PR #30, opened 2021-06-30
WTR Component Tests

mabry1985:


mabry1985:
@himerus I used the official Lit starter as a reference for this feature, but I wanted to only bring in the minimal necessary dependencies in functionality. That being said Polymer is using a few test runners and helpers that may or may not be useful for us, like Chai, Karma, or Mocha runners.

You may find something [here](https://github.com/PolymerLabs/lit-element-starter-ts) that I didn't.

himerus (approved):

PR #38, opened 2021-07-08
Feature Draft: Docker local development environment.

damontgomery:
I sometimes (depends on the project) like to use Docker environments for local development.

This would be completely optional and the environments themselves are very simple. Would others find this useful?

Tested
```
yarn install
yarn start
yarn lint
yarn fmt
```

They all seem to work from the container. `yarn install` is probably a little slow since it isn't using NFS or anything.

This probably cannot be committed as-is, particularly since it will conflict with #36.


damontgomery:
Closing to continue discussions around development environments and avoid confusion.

══════════════════════════════

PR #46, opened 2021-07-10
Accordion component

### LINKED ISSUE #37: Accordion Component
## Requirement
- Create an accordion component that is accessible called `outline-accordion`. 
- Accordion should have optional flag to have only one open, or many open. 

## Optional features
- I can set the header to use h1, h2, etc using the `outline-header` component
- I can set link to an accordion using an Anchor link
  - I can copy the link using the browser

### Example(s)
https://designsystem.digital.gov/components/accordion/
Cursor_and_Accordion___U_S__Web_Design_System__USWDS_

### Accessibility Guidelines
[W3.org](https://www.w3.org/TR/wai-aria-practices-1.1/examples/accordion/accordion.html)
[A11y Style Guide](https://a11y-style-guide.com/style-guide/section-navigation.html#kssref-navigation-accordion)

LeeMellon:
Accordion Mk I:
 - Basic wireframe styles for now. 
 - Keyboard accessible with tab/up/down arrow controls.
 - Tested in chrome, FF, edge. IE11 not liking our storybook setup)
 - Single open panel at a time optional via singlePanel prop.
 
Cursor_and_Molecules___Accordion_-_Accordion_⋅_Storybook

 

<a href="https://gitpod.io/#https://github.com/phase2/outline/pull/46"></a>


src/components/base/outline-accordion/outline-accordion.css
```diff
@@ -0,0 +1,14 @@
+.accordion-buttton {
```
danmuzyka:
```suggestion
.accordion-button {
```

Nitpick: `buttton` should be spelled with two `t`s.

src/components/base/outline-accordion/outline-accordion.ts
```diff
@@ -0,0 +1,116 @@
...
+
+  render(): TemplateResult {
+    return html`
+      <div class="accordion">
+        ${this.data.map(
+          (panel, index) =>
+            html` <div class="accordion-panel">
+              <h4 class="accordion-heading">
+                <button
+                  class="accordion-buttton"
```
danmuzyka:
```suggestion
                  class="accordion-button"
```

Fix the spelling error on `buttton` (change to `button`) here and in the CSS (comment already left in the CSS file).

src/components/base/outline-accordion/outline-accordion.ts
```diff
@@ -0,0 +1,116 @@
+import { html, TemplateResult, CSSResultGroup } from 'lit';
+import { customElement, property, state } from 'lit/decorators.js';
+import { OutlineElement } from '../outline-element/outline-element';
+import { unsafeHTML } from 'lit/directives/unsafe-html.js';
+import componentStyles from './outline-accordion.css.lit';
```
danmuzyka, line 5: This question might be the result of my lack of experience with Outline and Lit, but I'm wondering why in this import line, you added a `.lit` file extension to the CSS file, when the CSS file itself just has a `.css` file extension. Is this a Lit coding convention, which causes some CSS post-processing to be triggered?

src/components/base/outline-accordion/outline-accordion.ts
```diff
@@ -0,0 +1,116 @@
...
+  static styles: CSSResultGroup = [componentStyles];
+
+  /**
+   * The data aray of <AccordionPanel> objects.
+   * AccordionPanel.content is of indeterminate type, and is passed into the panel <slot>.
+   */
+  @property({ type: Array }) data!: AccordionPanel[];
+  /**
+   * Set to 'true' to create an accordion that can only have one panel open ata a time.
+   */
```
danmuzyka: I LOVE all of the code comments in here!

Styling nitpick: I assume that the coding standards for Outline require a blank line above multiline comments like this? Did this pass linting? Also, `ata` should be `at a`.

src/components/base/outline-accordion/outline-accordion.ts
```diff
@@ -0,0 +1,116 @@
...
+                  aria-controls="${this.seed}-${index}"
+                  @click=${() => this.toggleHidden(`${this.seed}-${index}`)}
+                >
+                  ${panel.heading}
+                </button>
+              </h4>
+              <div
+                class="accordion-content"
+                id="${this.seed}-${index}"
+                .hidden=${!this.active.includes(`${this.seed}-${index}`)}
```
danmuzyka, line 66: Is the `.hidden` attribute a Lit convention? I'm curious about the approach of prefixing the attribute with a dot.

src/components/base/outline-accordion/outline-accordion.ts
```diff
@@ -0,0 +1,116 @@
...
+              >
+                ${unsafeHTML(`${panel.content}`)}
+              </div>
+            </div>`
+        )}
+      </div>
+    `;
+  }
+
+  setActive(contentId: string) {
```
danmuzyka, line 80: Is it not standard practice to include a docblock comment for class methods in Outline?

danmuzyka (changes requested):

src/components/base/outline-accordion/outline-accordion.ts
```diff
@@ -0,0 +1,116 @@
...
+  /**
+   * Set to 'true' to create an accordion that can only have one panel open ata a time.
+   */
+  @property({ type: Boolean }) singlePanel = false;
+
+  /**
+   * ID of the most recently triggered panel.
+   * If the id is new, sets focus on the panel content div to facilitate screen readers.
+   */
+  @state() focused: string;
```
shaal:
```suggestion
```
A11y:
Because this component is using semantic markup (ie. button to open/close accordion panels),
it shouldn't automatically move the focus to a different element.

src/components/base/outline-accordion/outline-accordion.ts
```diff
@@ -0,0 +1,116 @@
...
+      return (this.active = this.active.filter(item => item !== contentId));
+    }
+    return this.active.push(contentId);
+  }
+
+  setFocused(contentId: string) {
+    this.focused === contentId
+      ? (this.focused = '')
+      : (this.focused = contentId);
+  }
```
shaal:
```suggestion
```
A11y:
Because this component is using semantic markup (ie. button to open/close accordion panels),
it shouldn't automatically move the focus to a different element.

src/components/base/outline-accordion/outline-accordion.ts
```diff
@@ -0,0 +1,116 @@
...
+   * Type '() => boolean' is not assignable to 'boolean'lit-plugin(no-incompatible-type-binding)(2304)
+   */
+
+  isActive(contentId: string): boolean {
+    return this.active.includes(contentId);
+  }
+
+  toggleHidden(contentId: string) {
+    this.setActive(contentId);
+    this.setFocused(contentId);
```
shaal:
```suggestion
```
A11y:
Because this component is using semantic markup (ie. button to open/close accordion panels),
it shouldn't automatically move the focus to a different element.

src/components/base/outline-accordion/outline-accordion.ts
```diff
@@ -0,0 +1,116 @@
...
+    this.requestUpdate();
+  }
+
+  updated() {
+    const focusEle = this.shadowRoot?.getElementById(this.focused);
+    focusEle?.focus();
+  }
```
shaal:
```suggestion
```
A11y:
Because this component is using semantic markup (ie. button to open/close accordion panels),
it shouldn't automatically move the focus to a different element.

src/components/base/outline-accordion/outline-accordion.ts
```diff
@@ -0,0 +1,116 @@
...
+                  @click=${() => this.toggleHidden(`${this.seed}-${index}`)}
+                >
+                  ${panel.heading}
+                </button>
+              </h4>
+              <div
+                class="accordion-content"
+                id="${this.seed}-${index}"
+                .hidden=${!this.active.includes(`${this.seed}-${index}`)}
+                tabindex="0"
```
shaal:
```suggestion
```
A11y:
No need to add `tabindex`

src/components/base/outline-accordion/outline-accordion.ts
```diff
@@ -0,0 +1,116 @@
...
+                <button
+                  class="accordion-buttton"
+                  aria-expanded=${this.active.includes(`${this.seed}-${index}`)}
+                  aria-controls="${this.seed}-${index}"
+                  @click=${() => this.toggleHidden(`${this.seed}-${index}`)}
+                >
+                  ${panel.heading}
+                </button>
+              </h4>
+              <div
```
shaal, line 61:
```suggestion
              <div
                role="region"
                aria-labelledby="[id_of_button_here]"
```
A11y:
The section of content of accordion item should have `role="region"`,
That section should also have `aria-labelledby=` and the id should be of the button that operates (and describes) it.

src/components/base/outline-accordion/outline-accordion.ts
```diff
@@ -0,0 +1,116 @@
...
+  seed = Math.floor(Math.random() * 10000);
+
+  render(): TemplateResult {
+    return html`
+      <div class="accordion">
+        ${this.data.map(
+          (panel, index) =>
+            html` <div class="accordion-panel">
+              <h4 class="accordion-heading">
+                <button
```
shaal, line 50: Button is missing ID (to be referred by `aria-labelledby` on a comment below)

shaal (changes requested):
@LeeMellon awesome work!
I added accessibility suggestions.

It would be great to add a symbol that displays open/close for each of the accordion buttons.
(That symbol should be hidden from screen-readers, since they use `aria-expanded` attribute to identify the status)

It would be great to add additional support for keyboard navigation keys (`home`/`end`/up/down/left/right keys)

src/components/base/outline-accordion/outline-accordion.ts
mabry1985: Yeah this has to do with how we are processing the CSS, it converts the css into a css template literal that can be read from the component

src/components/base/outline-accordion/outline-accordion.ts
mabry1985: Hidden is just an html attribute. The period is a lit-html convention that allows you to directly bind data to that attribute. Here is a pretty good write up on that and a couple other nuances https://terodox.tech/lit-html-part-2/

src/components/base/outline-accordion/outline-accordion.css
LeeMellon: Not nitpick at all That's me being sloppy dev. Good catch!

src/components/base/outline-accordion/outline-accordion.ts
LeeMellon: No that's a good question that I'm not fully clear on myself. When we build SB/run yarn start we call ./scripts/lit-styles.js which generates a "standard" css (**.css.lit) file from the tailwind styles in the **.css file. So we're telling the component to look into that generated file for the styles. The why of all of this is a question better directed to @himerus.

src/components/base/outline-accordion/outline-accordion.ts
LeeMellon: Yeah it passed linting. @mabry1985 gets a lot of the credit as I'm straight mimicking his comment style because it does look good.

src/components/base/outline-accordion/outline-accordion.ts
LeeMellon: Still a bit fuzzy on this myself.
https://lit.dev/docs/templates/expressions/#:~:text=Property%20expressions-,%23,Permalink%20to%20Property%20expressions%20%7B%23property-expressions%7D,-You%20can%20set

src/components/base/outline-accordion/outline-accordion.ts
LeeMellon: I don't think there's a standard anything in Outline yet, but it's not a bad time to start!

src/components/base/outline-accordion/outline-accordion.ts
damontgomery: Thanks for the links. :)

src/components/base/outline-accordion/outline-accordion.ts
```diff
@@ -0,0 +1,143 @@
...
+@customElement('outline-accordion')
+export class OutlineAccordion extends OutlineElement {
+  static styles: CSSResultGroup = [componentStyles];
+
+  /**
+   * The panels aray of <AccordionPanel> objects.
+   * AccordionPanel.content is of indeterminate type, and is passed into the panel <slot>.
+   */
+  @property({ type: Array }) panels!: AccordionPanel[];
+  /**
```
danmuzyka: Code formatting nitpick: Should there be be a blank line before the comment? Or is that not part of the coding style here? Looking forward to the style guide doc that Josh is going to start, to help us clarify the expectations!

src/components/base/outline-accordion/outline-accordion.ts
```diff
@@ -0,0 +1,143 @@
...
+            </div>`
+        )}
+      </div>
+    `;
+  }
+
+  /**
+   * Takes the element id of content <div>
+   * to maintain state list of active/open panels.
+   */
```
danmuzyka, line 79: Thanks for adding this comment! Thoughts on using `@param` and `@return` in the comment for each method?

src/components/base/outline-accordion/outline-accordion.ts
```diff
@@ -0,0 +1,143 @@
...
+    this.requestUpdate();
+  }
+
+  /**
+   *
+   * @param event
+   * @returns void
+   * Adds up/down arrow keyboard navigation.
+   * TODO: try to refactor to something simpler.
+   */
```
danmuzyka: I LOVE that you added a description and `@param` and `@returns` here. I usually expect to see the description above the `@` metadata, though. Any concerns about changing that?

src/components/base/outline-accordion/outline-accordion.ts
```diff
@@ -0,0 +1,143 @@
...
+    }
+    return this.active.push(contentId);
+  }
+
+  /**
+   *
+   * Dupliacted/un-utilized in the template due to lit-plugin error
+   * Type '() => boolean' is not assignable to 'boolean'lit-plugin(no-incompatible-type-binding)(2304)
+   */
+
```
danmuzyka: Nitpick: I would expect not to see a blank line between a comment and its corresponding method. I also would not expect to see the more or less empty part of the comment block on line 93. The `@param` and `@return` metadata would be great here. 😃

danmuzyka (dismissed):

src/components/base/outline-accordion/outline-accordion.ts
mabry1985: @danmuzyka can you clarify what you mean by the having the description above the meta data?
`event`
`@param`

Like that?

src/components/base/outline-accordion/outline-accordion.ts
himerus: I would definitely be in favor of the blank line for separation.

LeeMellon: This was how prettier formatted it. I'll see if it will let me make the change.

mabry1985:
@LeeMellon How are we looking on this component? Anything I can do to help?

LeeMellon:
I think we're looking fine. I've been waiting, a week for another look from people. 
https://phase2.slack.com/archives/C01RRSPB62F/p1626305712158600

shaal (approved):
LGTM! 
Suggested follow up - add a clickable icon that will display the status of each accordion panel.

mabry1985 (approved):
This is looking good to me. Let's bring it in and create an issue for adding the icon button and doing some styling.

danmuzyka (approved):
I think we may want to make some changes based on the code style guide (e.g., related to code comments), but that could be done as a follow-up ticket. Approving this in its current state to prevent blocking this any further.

══════════════════════════════

| Instructions for the task |
Find and copy each line of the material that holds the word "make".

| Response to this task |
LeeMellon: This was how prettier formatted it. I'll see if it will let me make the change.
I think we may want to make some changes based on the code style guide (e.g., related to code comments), but that could be done as a follow-up ticket. Approving this in its current state to prevent blocking this any further.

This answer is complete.